Consider all sources of income and assets

Another way to determine which of the four options suits your needs is to analyze your overall financial picture.  Compiling a comprehensive balance sheet and preparing a long range financial plan is one of the best ways to understand all the resources you have available for meeting your income and support needs for the remainder of your life.  It’s only after this analysis that you can determine whether immediate use of the funds is necessary or whether you can take advantage of any tax-deferred growth by choosing one of the rollover options.  If you decide that liquidating the IRA and taking a distribution is your best choice, be sure to set aside enough cash to pay the taxes.  If you don’t reserve that cash up front, you could be hit with a big tax surprise and need to scramble for cash to pay your tax bill the following April.

The fourth option, converting the assets to a Roth IRA, requires a more detailed review of your income and assets and should only be considered with the help of a CPA and/or a financial advisor.  This analysis is important because you will be required to pay ordinary income tax on amounts you convert from an inherited IRA into a Roth IRA.  This option usually makes sense only when you have sufficient liquid assets to pay the conversion tax and if you also expect to be in a higher tax bracket in the future.

Ask for help

Even if you navigate the decision-making without the help of a financial expert, you may want or need to ask for advice as you complete the required paperwork to execute your decision since the forms for either a distribution or rollovers can be complicated.  Even with the conviction that you’ve made the right decision, you’ll need to be sure the custodian or holder of the assets executes your decision properly.  If you decide to rollover assets, make sure the assets transfer directly from your spouse’s account to the new account.  You don’t want to receive a check as that runs the risk of being considered a taxable distribution.

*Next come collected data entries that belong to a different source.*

PR #583, opened 2022-10-15
feat: normalize route options and shortcuts

pi0:
Context: #538

By normalizing route options, we can support more shortcuts and also avoid duplicate logic per vendor for native support.

This PR normalizes 3 shortcuts:
- cors => converted to headers
- swr / static => converted to (new) cache options (rework of #443)
- [redirect is normalized]

Also fixes some issues with netlify and vercel generated rules

### DIFF
--- a/src/options.ts
+++ b/src/options.ts
@@ -183,6 +183,19 @@ export async function loadOptions (configOverrides: NitroConfig = {}): Promise<N
     })
   }
 
+  // Normalize route rules
+  for (const rule of Object.values(options.routes)) {
+    if (rule.cors) {
+      rule.headers = {
+        ...rule.headers,
+        'access-control-allow-origin': '*',
+        'access-control-allowed-methods': '*',
+        'access-control-allow-headers': '*',
+        'access-control-max-age': '0'
+      }
+    }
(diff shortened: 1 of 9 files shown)


src/options.ts
```diff
@@ -183,6 +183,19 @@ export async function loadOptions (configOverrides: NitroConfig = {}): Promise<N
...
+  // Normalize route rules
+  for (const rule of Object.values(options.routes)) {
+    if (rule.cors) {
+      rule.headers = {
+        ...rule.headers,
+        'access-control-allow-origin': '*',
+        'access-control-allowed-methods': '*',
+        'access-control-allow-headers': '*',
+        'access-control-max-age': '0'
+      }
```
danielroe, line 195:
```suggestion
      rule.headers = {
        'access-control-allow-origin': '*',
        'access-control-allowed-methods': '*',
        'access-control-allow-headers': '*',
        'access-control-max-age': '0',
        ...rule.headers
      }
```

danielroe: I think allowing headers to override cors defaults is likely better, so users can edit the defaults

PR #589, opened 2022-10-16
fix(azure): raw body no longer returns parsed json

tobiasdiez:
### 🔗 Linked issue

None

### ❓ Type of change

### 📚 Description

Azure functions with `httpTrigger` automatically JSON-parse the body. This is not explicitly mentioned in the docs (at least I couldn't find it), but in one of [the examples](https://learn.microsoft.com/en-us/azure/azure-functions/functions-bindings-http-webhook-trigger?tabs=in-process%2Cfunctionsv2&pivots=programming-language-javascript#example) they use `req.body.name` showing that `req.body` is indeed an object. This then leads to problems when used with h3's `useRawBody` method, which actually returns the object instead of the stringy body when deployed to azure.

This is fixed by using `req.rawBody` in the azure handler. It's hard to find documentation on this property, but `rawBody` is used in an official test file:
https://github.com/Azure/azure-functions-host/blob/71ecbb2c303214f96d7e17310681fd717180bdbb/test/WebJobs.Script.Tests.Integration/TestScripts/Node/HttpTrigger/index.js#L13

Example `console.log(req)` in the handler:
```
....
[api] [2022-10-16T13:33:53.998Z]   body: {
[api] [2022-10-16T13:33:53.998Z]     query: 'query MeE2ENotLoggedIn {\n  me {\n    id\n  }\n}',
[api] [2022-10-16T13:33:53.998Z]     operationName: 'MeE2ENotLoggedIn'
[api] [2022-10-16T13:33:53.998Z]   },
[api] [2022-10-16T13:33:53.998Z]   rawBody: '{"query":"query MeE2ENotLoggedIn {\\n  me {\\n    id\\n  }\\n}","operationName":"MeE2ENotLoggedIn"}'
....
```

### 📝 Checklist

### DIFF
--- a/src/runtime/entries/azure-functions.ts
+++ b/src/runtime/entries/azure-functions.ts
@@ -8,6 +8,7 @@ export async function handle (context, req) {
     url,
     headers: req.headers,
     method: req.method,
+    // https://github.com/Azure/azure-functions-host/issues/293
     body: req.rawBody
   })
 
--- a/src/runtime/entries/azure-functions.ts
+++ b/src/runtime/entries/azure-functions.ts
@@ -8,7 +8,7 @@ export async function handle (context, req) {
     url,
     headers: req.headers,
     method: req.method,
-    body: req.body
+    body: req.rawBody
   })
 
   context.res = {
--- a/src/runtime/entries/azure.ts
+++ b/src/runtime/entries/azure.ts
@@ -18,6 +18,7 @@ export async function handle (context, req) {
     url,
     headers: req.headers,
     method: req.method,
+    // https://github.com/Azure/azure-functions-host/issues/293
     body: req.rawBody
   })
 
--- a/src/runtime/entries/azure.ts
+++ b/src/runtime/entries/azure.ts
@@ -18,7 +18,7 @@ export async function handle (context, req) {
     url,
     headers: req.headers,
     method: req.method,
-    body: req.body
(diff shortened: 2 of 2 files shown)


src/runtime/entries/azure-functions.ts
```diff
@@ -8,7 +8,7 @@ export async function handle (context, req) {
     url,
     headers: req.headers,
     method: req.method,
-    body: req.body
+    body: req.rawBody
```
danielroe, line 11:
```suggestion
    // https://github.com/Azure/azure-functions-host/issues/293
    body: req.rawBody
```

src/runtime/entries/azure.ts
```diff
@@ -18,7 +18,7 @@ export async function handle (context, req) {
     url,
     headers: req.headers,
     method: req.method,
-    body: req.body
+    body: req.rawBody
```
danielroe, line 21:
```suggestion
    // https://github.com/Azure/azure-functions-host/issues/293
    body: req.rawBody
```

danielroe (approved):

danielroe (approved):
Thanks for finding! ❤️

brendonmatos:
@danielroe Hi!
Should useRawBody always return the body in string?

if yes, the same is happening in cloudflare deploys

For an inherited IRA, the account titling is important and should include the name of the deceased, your name, and specify that it’s a beneficiary IRA.  Do not comingle an IRA inherited from your spouse with other IRAs you’ve inherited because RMD and other rules differ.  And no matter which option you choose for taking the assets, you’ll want to pay attention to the documents you receive, including initial statements that record the transaction(s) and tax forms you will receive in the following calendar year.

Consider your legacy

If you choose to rollover funds to either an inherited IRA or an IRA of your own, be sure to designate your beneficiary when you open the account.  That may require you to consult with an estate planning attorney, especially if you’re considering beneficiaries who are minors.  Beneficiary designations are included in the initial account opening paperwork so carefully consider your options when completing those forms.  For more information, read: 7 Common Mistakes to Avoid When Naming Your Beneficiaries. 


Analyzing your options involves an understanding of complex tax laws plus consideration of many dimensions of your wealth including your age, the age of your spouse, income, other assets, and spending needs, to name just a few.  We highly recommend that you carefully weigh your options and ask for help from your financial advisor or CPA so that you make the best decision for your situation.